» **TASK DESCRIPTION**:
Among the entries below, one stretch runs from the line that contains "Added one question, but LGTM otherwise." through the line that contains "It is enough". Repeat that stretch exactly, ends included, and only that.

» **DATA FOR THE TASK**:

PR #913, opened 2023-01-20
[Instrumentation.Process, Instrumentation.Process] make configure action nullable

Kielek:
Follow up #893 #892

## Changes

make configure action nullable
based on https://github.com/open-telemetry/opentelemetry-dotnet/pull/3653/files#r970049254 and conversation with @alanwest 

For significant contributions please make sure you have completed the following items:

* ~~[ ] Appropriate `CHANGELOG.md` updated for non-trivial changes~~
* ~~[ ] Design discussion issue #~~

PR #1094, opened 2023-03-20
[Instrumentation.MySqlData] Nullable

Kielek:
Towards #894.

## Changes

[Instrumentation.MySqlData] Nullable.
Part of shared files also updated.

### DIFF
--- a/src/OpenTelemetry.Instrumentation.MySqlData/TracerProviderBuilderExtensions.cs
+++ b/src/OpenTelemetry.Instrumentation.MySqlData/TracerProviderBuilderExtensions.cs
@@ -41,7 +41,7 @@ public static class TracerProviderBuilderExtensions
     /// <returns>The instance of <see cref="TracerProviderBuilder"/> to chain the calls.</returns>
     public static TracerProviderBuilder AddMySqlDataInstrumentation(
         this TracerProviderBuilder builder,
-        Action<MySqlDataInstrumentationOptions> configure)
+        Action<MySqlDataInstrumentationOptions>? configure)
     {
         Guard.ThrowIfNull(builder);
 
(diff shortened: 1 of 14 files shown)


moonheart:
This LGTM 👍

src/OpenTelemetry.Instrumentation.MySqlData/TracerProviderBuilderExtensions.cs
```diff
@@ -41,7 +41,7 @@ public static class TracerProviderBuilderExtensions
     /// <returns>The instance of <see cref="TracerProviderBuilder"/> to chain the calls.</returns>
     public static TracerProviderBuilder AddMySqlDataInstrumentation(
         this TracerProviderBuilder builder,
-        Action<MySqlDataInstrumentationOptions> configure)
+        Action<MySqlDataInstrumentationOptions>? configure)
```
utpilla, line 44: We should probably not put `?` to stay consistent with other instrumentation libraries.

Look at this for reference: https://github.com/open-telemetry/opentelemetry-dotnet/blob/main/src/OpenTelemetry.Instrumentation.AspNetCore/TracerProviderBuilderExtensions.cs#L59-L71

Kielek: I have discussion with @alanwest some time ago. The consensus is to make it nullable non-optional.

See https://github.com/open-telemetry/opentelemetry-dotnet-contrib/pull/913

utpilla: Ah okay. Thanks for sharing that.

==

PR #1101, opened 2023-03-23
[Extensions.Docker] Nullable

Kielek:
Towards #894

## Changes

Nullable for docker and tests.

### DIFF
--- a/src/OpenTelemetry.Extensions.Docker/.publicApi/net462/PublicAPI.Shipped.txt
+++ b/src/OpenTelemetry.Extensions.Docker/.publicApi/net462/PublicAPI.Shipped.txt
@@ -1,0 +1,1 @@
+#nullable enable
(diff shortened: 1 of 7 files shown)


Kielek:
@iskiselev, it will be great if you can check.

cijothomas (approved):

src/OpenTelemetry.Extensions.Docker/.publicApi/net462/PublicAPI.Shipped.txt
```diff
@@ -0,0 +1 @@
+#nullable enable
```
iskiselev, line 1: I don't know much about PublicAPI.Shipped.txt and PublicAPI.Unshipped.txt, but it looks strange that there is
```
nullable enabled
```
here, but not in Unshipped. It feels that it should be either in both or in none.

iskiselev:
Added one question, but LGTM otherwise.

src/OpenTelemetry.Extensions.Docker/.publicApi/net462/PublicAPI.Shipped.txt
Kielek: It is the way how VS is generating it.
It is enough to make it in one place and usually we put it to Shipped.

» **OUTPUT BELOW**:
Added one question, but LGTM otherwise.

src/OpenTelemetry.Extensions.Docker/.publicApi/net462/PublicAPI.Shipped.txt
Kielek: It is the way how VS is generating it.
It is enough to make it in one place and usually we put it to Shipped.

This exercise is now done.